N.Riders or Carms will be tougher since they can't die as easily. But I'll give it a shot!
 

SpoonyBard

Threat Rhyme
(He/Him)
Welp that's BoF2 in the bag. I actually DID get a MeowST drop, and I didn't even spend all that much time looking for one either, so that was lucky. And lemme tell ya, a Fire/Devil fused Katt with Atk-Up and using Keep (charge up one round, super attack the next) was doing 700-900 damage with the MeowST equipped against Barubary and Deathevn, crazy.

Overall, I'd say playing BoF2 on SNESflix is a perfectly fine way to replay it if you're inclined, just have absolutely no shame about using savestates and rewind. As I said at the start, this game itself is a dirty cheater so it's fair to respond in kind. Even Infinity with its absolutely stupid encounter rate was tolerable using rewind to fudge the stepcount or however it works.

On this particular run I made a point to use the entire party, and for the most part I found that all of them were useful, even the ones I had previously wrote off as useless. (except Bleu, I didn't use her this time around, as she's really strong when she joins but becomes less useful in the endgame and I didn't want her eating up a potential party slot) Of them all Jean probably required the most work, which wasn't a big surprise, but just getting his levels up to par (he joins under the party average) and feeding him some PwrFoods (easy enough to obtain if you select the standard housing and just put the cook through his paces) and he was dealing respectable damage. And in his fused form his Chop ability was surprisingly useful, since it's not an instant-death attack but a chance for 999 against the enemy party, and while it does have a chance to fail a simple rewind can tip the balance in your favor. I couldn't get his ultimate weapon because the N.Riders just refused to drop it for me.

But the one I was most surprised by was Spar. Seriously, don't sleep on them. As soon as Spar joins you can fuse them with the Water Shaman to get a really potent caster with a deep AP pool. Spar's biggest drawback is a lack of useful damaging skills, true, but they do get cure spells and if you get Barose in your town you can have him teach them Flame and, more importantly, Missile. Spar got Missile before any other party member thanks to this and with it they basically carried me through the mid-to-late game. I didn't take Spar with me to the final battle, but I probably could have. Mushroom Girl MVP.

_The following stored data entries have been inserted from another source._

PR #913, opened 2020-06-23
Missing colon in code example

DigitalVilla:


StephenBarlow:
Great catch, thanks @DigitalVilla! I went ahead and incorporated this as #914

PR #920, opened 2020-06-29
Update mutations.mdx

taina0407:
Highlight correct changed code on "Expose Apollo Client with useApolloClient" segment


StephenBarlow:
Thanks @taina0407! I've incorporated this change in #977

PR #922, opened 2020-07-01
docs(schema-reporting): fix missing colon in code configuration examples

Addono:
Without the colons the code examples do not use valid Javascript for declaration of objects.


StephenBarlow:
Thanks for the catch @Addono !

PR #924, opened 2020-07-06
Update client.mdx

Edenghajakk:
I think the correct terms here is `imported` instead of `exported`. Correct me if I'm wrong😃


StephenBarlow:
Thanks for the PR! This language is clarified as of #962.

PR #931, opened 2020-07-12
Don't use 'loading' state in client cache query

srekhi:
Because 'GetCartItems' is a cache read, no need to account for 'loading' state


StephenBarlow:
Thanks for the PR @srekhi! This chapter has been updated to use Apollo Client 3 local state APIs, and no loading states are needlessly used.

The one who got the short end of the stick was, sadly, Bow. Even besides all of his other disadvantages (being absent for nearly all of Act I and rejoining at a really low level compared to the others) Bow's biggest disadvantage in the endgame comes from his Shaman form requiring both Holy and Devil shamans, which really limits who else you can take with you if you want a fully-fused party. (and those bonuses are too big to ignore) As it stands, if you take Bow you can't take Katt, Jean, or Nina. Or Spar if you want to use their plant/dragon form. You can take Bow with Sten and Rand, but that's your best bet.

And I nearly did that, but then the MeowST dropped and I was not letting that blessing from the RNG gods go to waste.

I've never played the retranslation, and in fact anything I know about the actual intent in BoF2's script comes from this thread. And, suffice to say, it's disappointing but not super surprising. I guess we have a choice between playing a game with a possibly hostile but otherwise incomprehensible translation, or one that wears its misogyny on its sleeve. It's a bummer because I have a lot of nostalgia for this game, but this might be the last time I play through it.